Issue #920, opened 2023-11-23
[BUG] Benchmarking `plot_scatter` produces strange figures with small amounts of data


MatthewMiddlehurst:
### Describe the bug

Running the `plot_scatter` function with 3 datasets, I get this output:

![output](https://github.com/aeon-toolkit/aeon/assets/25731235/6264b895-9b78-4262-83d7-cb422d8a2be8)

### Steps/Code to reproduce the bug

I can provide the input used and a pickled version of the figure if requested, it is part of a larger evaluation framework.

### Expected results

The figure is drawn without errors

### Actual results

There are three issues which I can see:
- The text labels are in the centre instead of the corners and are overlapping with the plotted points
- The points where ROCKET wins are orange instead of green, and draws are blue instead of orange. This may be because TSF wins on 0 datasets.
- The axis labels go up to 1.02, which is impossible for accuracy. This may be less of a bug as the metric won't always be accuracy, but it may be good allow users to select bounds.

Halzorg:
I would like to take a look at this issue and attempt to fix it. Could you please assign it to me?

MatthewMiddlehurst:
Done, feel free to ask any questions here or on Slack.

TonyBagnall:
hi, I think this is fixed now @MatthewMiddlehurst? I was just drawing some with 3 data and got this 
![image](https://github.com/aeon-toolkit/aeon/assets/9594042/83a286a6-0c99-4ae5-9e94-4edcc4d74077)

PR #950, opened 2023-11-30
[BUG, ENH] Fixes several issues and enhances plotting module

dguijo:

- Fixes an division-by-0 error in the boxplot function when there is a method obtaining 0 for all datasets.
- Adds the average value per method to the scatter. Avg value is added to the axis label.
- Adds wilcoxon or ttest p-value to the suptitle of the scatter if the parameter statistic_test is set. Adding this feature also solves third issue of #920 as a new parameter is introduced with the metric.
- Fixes text going beyond axis lines. (Fixes first issue of #920)

Nope

##### For all contributions
- [X] The PR title starts with either [ENH], [MNT], [DOC], [BUG], [REF] or [GOV] indicating whether the PR topic is related to enhancement, maintenance, documentation, bugs, refactoring or governance.


hadifawaz1999 (commented):
Thanks @dguijo for these fixes, can you show some plotting examples of these use cases like the zero case for box plot, and an example of where the pvalue is shown etc. and just put them in a comment on the PR ? would be great so we can keep track of everything

dguijo:
Hello, @hadifawaz1999 thank you! sure, I can add some plots:

The first one shows an example for comparing accuracies of HC2 vs IT, whereas the second one shows the same results but in terms of error (1-acc). Wilcoxon test is used for the first one, whereas ttest is used for second one. As can be observed, the avg value for each approach is now represented with a line, and the specific value is shown along with the name in the axis. 
image

image

The division-by-0 issue is only raised when there is an approach achieving always "0" values. This figure is very uninformative as it does not make any sense to have these results and compare them. In any case, this is the example:

image

hadifawaz1999:
Thanks @dguijo , i am just wondering about the labeling "pvalue ... for HC2" what would happen if the pvalue is higher than 0.05 ? in that case its not "in favor" of any of the classifiers in the pair, so what will the code output ?

hadifawaz1999:
> Thanks @dguijo , i am just wondering about the labeling "pvalue ... for HC2" what would happen if the pvalue is higher than 0.05 ? in that case its not "in favor" of any of the classifiers in the pair, so what will the code output ?

I might be saying nonsense though @dguijo because am used to using two-sided so :p

TonyBagnall:
well p-values have nothing to do with one sided or two sided, god knows why scipy doubles the p-value. The correct correction for one vs two sided is to alpha, the critical level and the critical region. If there is room I would put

------

== Exercise brief ==
Please make an exact copy of the entries, down to the last character.

== Your response ==
Issue #920, opened 2023-11-23
[BUG] Benchmarking `plot_scatter` produces strange figures with small amounts of data


MatthewMiddlehurst:
### Describe the bug

Running the `plot_scatter` function with 3 datasets, I get this output:

![output](https://github.com/aeon-toolkit/aeon/assets/25731235/6264b895-9b78-4262-83d7-cb422d8a2be8)

### Steps/Code to reproduce the bug

I can provide the input used and a pickled version of the figure if requested, it is part of a larger evaluation framework.

### Expected results

The figure is drawn without errors

### Actual results

There are three issues which I can see:
- The text labels are in the centre instead of the corners and are overlapping with the plotted points
- The points where ROCKET wins are orange instead of green, and draws are blue instead of orange. This may be because TSF wins on 0 datasets.
- The axis labels go up to 1.02, which is impossible for accuracy. This may be less of a bug as the metric won't always be accuracy, but it may be good allow users to select bounds.

Halzorg:
I would like to take a look at this issue and attempt to fix it. Could you please assign it to me?

MatthewMiddlehurst:
Done, feel free to ask any questions here or on Slack.

TonyBagnall:
hi, I think this is fixed now @MatthewMiddlehurst? I was just drawing some with 3 data and got this 
![image](https://github.com/aeon-toolkit/aeon/assets/9594042/83a286a6-0c99-4ae5-9e94-4edcc4d74077)

PR #950, opened 2023-11-30
[BUG, ENH] Fixes several issues and enhances plotting module

dguijo:

- Fixes an division-by-0 error in the boxplot function when there is a method obtaining 0 for all datasets.
- Adds the average value per method to the scatter. Avg value is added to the axis label.
- Adds wilcoxon or ttest p-value to the suptitle of the scatter if the parameter statistic_test is set. Adding this feature also solves third issue of #920 as a new parameter is introduced with the metric.
- Fixes text going beyond axis lines. (Fixes first issue of #920)

Nope

##### For all contributions
- [X] The PR title starts with either [ENH], [MNT], [DOC], [BUG], [REF] or [GOV] indicating whether the PR topic is related to enhancement, maintenance, documentation, bugs, refactoring or governance.


hadifawaz1999 (commented):
Thanks @dguijo for these fixes, can you show some plotting examples of these use cases like the zero case for box plot, and an example of where the pvalue is shown etc. and just put them in a comment on the PR ? would be great so we can keep track of everything

dguijo:
Hello, @hadifawaz1999 thank you! sure, I can add some plots:

The first one shows an example for comparing accuracies of HC2 vs IT, whereas the second one shows the same results but in terms of error (1-acc). Wilcoxon test is used for the first one, whereas ttest is used for second one. As can be observed, the avg value for each approach is now represented with a line, and the specific value is shown along with the name in the axis. 
image

image

The division-by-0 issue is only raised when there is an approach achieving always "0" values. This figure is very uninformative as it does not make any sense to have these results and compare them. In any case, this is the example:

image

hadifawaz1999:
Thanks @dguijo , i am just wondering about the labeling "pvalue ... for HC2" what would happen if the pvalue is higher than 0.05 ? in that case its not "in favor" of any of the classifiers in the pair, so what will the code output ?

hadifawaz1999:
> Thanks @dguijo , i am just wondering about the labeling "pvalue ... for HC2" what would happen if the pvalue is higher than 0.05 ? in that case its not "in favor" of any of the classifiers in the pair, so what will the code output ?

I might be saying nonsense though @dguijo because am used to using two-sided so :p

TonyBagnall:
well p-values have nothing to do with one sided or two sided, god knows why scipy doubles the p-value. The correct correction for one vs two sided is to alpha, the critical level and the critical region. If there is room I would put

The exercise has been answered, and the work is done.